I try the code and test matrix from https://software.intel.com/en-us/forums/topic/373673 on Linux machine with 64bit, dynamic link. with composer_xe_2015.2.164
[yhu5@prc-mic01 ~]$ source /opt/intel/composer_xe_2015.2.164/mkl/bin/mklvars.sh intel64
[yhu5@prc-mic01 F373673_zgelsd]$ gcc -Wall -g -O0 -o zgelsd_bug zgelsd-bug.c -fno-strict-aliasing -L $LD_LIBRARY_PATH -lmkl_intel_ilp64 -lmkl_intel_thread -lmkl_core -liomp5 -lm
[yhu5@prc-mic01 F373673_zgelsd]$ ./zgelsd_bug
Reading the input matrix...
Reading the input RHS...
info = 0
[yhu5@prc-mic01 F373673_zgelsd]$ gcc --version
gcc (GCC) 4.4.6 20110731 (Red Hat 4.4.6-3)
Thank you for the prompt reply.
I'm working on Linux. Yes, I can send you the solver part of the test code. However, the matrix saved in formatted file is around 30G. I'll convert it to unformatted form and see if there is more I can do to compress it.
We are able to reproduce the errors. There is a optimization-related issues inside of MKL, which causes some loss of precision and the algorithm could not converge on that particular matrix. I have recorded the problem into our buglists, our developer will fix it later.
For temp workaround, would you please try the zgelss? ( it works fine for the matrix.).
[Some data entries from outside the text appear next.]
PR #2420, opened 2023-08-17
Prevent unexpected hierarchies due to circular paths

paul-butcher:
https://github.com/wellcomecollection/platform/issues/5714

There are two aspects to this change, in something of a belt-and-braces approach. 

1. The Sierra Transformer will not a path where the parent and child are identical.
2. The Path Concatenator will not create path where any section of the path is circular.

I believe that the problem, as reported, is caused by the former, but not also fixing the latter could cause strange editing order effects, where a node in a hierarchy could move around depending on which documents were edited first.


pipeline/transformer/transformer_sierra/src/main/scala/weco/pipeline/transformer/sierra/transformers/SierraCollectionPath.scala
```diff
@@ -122,14 +133,18 @@ private object HostEntryFieldCollectionPath
...
+    if (hostEntryField.isDefined && bibId.nonEmpty) {
+      collectionPathString(hostEntryField.get, bibId.trim) match {
+        case Some(path) =>
+          Some(
+            CollectionPath(
+              path = path,
+              label = None
+            )
+          )
+        case None => None
```
jamieparkinson, line 145: Just my usual non-obligatory monadic nit-conjuring
```suggestion
      collectionPathString(hostEntryField.get, bibId.trim) map { path =>
        CollectionPath(
          path = path,
          label = None
        )
```

jamieparkinson (approved):
🎉

pipeline/transformer/transformer_sierra/src/main/scala/weco/pipeline/transformer/sierra/transformers/SierraCollectionPath.scala
paul-butcher: Thanks, I always seem to miss this.  I start with a match because I want to do something different in the None case, then realise I don't need to, and never take that final step of changing it to map

PR #2447, opened 2023-09-22
Eager global ordinals

paul-butcher:
This sets eager_global_ordinals on the fields we use for aggregation.  In doing so, this will push the work of creating the global aggregation data structures to index time (strictly, refresh time), rather than query time.

I'll do a reindex on Monday.


paul-butcher:
This change now incorporates some fixes to get the API Key stuff working (following some unfortunate discoveries when running it in anger)

pipeline/terraform/2023-09-29/main.tf
```diff
@@ -0,0 +1,30 @@
...
+
+  index_config = {
+    works = {
+      identified = "works_identified.2023-05-26"
+      merged     = "works_merged.2023-05-26"
+      indexed    = "works_indexed.2023-09-12"
+    }
+    images = {
+      indexed        = "images_indexed.2023-09-12"
+      works_analysis = "works_indexed.2023-05-26"
```
agnesgaroux, line 20: I don't quite understand why it's not using the new version here, ie `works_indexed.2023-09-12`.

pipeline/terraform/modules/es_index/main.tf
```diff
@@ -23,6 +23,7 @@ resource "elasticstack_elasticsearch_index" "the_index" {
   analysis_filter      = local.analysis.filter
   analysis_char_filter = local.analysis.char_filter
   analysis_tokenizer   = local.analysis.tokenizer
+  deletion_protection  = false
```
agnesgaroux, line 26: Is it to do with the api key and secret? ie. deleting them when an old/unused pipeline is taken down?

pipeline/terraform/2023-09-29/main.tf
paul-butcher: That's a mistake, but it's OK, because they are actually identical.  I created the new one because it was simpler for the Works (which currently only specify one date)

pipeline/terraform/modules/es_index/main.tf
paul-butcher: This is also a mistake.  I added it because I needed to destroy a pipeline that had gone funny, then forgot to remove it.

I'll raise a ticket about this, as I think this should be something we pass in from the top level to be very explicit about what we are doing.

jamieparkinson (approved):

agnesgaroux (approved):

PR #2451, opened 2023-09-27
Use a common base for the inference manager builds

alexwlchan:
Following discussion at standup today, this patch switches all the inferrer apps to a Python 3.8 base. I considered upgrading to a newer Python, but that would mean upgrading our libraries/dependencies.

I additionally considered trying to get the Python dependencies onto common versions, but we have multiple versions of numpy/scipy which are fiddly to upgrade and probably the most expensive bit of the build.

For https://github.com/wellcomecollection/catalogue-pipeline/issues/2445


alexwlchan:
Okay, this doesn't work because you need to upgrade tox first. Argh.

PR #2466, opened 2023-10-19
Only merge Miro images into the imageData field

paul-butcher:
This is the second part of https://github.com/wellcomecollection/catalogue-pipeline/issues/2460

When I merge this and start running data through it, I will need to consult with Ashley about the results.

Although the change by line count is non-trivial, it should be very easily reversible, as the only file with lines that have truly "changed" is [pipeline/merger/src/main/scala/weco/pipeline/merger/services/Merger.scala](https://github.com/wellcomecollection/catalogue-pipeline/pull/2466#diff-c7be255dbff9e530f074c88db38e45cd5afc10046edc67314f49427dd4df71e2) whereas the rest is additive.


jamieparkinson (approved):
lovely tests!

We have two SVD based algorithms for solving Least Squares problems:
1. ?gelsd – using SVD based on Divide and Conquer (D&C),
2. ?gelss – using SVD based on QR.
D&C algorithm are faster and exploit less flops, but less stable and there are some matrices they are unable to solve. QR based algorithms are more robust but slower. basically, we try solving with D&C algorithm first, but if it reports an error, then rerun the same task with QR.